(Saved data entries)
________________________________________

PR #1158, opened 2026-07-30
Fixed Auto interval bug

### LINKED ISSUE #1123: 'Auto' interval breaking with nested aggregations
**What's the problem?**
When a panel uses Auto interval on a date histogram with a nested Terms Group By, the OpenSearch plugin computes the interval purely from time range ÷ (panel width / maxDataPoints). It has no awareness that total buckets = time buckets × terms cardinality. The result is that dashboards which render fine for one time range silently fail for another with the OpenSearch error "Trying to create too many buckets. Must be less than or equal to: [65535]". User has confirmed there is no static timeInterval floor that is safe across all combinations: because both time range and cardinality vary at query time, any fixed floor will still be exceeded by some range/cardinality pairing. OpenSearch Dashboards (Kibana) handles the same query without error by back-calculating a safe interval.

**Proposed solution:**
When Auto interval is selected, the plugin should compute a safe interval floor at query time by accounting for the bucket multiplication of nested Terms aggregations — i.e. back-calculate from search.max_buckets ÷ estimated terms cardinality before sending the query. OpenSearch's native `auto_date_histogram` aggregation already implements this behavior (it caps returned buckets at or below a target count and automatically widens the interval when data would exceed it). Evaluating whether the plugin can adopt `auto_date_histogram`, or replicate its back-calculation, is the likely implementation path. This would fix all existing and future dashboards simultaneously with zero customer action.

Extension of ticket https://github.com/grafana/opensearch-datasource/issues/426

mattvella07:

When a date_histogram used the "Auto" interval alongside nested Terms
group-by aggregations, the interval was computed from the time range
alone. Total buckets are time buckets x terms sizes, so queries could
exceed OpenSearch's search.max_buckets limit and fail with
"Trying to create too many buckets".

- Make the auto-interval calculation account for the terms multiplier
  by budgeting total buckets and raising the interval when needed.
- Round the required interval up to a clean, representable value so it
  is never truncated below the budget.
- Only affects date histograms using "Auto"; queries without terms
  aggregations are unchanged.
- Add unit tests for the interval math and a snapshot regression test.

Fixes #1123

Before 

before

After 

after


pkg/opensearch/lucene_handler.go
```diff
@@ -110,6 +117,42 @@ func (h *luceneHandler) processQuery(q *Query) error {
...
+		if bucketAgg.Type != termsType {
+			continue
+		}
+		size := 500
+		if s, err := bucketAgg.Settings.Get("size").Int(); err == nil {
+			size = s
+		} else if s, err := bucketAgg.Settings.Get("size").String(); err == nil {
+			size, err = strconv.Atoi(s)
+			if err != nil {
+				size = 500
```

________________________________________

> Assigned task:
Copy every record verbatim.

> Written response:
PR #1158, opened 2026-07-30
Fixed Auto interval bug

### LINKED ISSUE #1123: 'Auto' interval breaking with nested aggregations
**What's the problem?**
When a panel uses Auto interval on a date histogram with a nested Terms Group By, the OpenSearch plugin computes the interval purely from time range ÷ (panel width / maxDataPoints). It has no awareness that total buckets = time buckets × terms cardinality. The result is that dashboards which render fine for one time range silently fail for another with the OpenSearch error "Trying to create too many buckets. Must be less than or equal to: [65535]". User has confirmed there is no static timeInterval floor that is safe across all combinations: because both time range and cardinality vary at query time, any fixed floor will still be exceeded by some range/cardinality pairing. OpenSearch Dashboards (Kibana) handles the same query without error by back-calculating a safe interval.

**Proposed solution:**
When Auto interval is selected, the plugin should compute a safe interval floor at query time by accounting for the bucket multiplication of nested Terms aggregations — i.e. back-calculate from search.max_buckets ÷ estimated terms cardinality before sending the query. OpenSearch's native `auto_date_histogram` aggregation already implements this behavior (it caps returned buckets at or below a target count and automatically widens the interval when data would exceed it). Evaluating whether the plugin can adopt `auto_date_histogram`, or replicate its back-calculation, is the likely implementation path. This would fix all existing and future dashboards simultaneously with zero customer action.

Extension of ticket https://github.com/grafana/opensearch-datasource/issues/426

mattvella07:

When a date_histogram used the "Auto" interval alongside nested Terms
group-by aggregations, the interval was computed from the time range
alone. Total buckets are time buckets x terms sizes, so queries could
exceed OpenSearch's search.max_buckets limit and fail with
"Trying to create too many buckets".

- Make the auto-interval calculation account for the terms multiplier
  by budgeting total buckets and raising the interval when needed.
- Round the required interval up to a clean, representable value so it
  is never truncated below the budget.
- Only affects date histograms using "Auto"; queries without terms
  aggregations are unchanged.
- Add unit tests for the interval math and a snapshot regression test.

Fixes #1123

Before 

before

After 

after


pkg/opensearch/lucene_handler.go
```diff
@@ -110,6 +117,42 @@ func (h *luceneHandler) processQuery(q *Query) error {
...
+		if bucketAgg.Type != termsType {
+			continue
+		}
+		size := 500
+		if s, err := bucketAgg.Settings.Get("size").Int(); err == nil {
+			size = s
+		} else if s, err := bucketAgg.Settings.Get("size").String(); err == nil {
+			size, err = strconv.Atoi(s)
+			if err != nil {
+				size = 500
```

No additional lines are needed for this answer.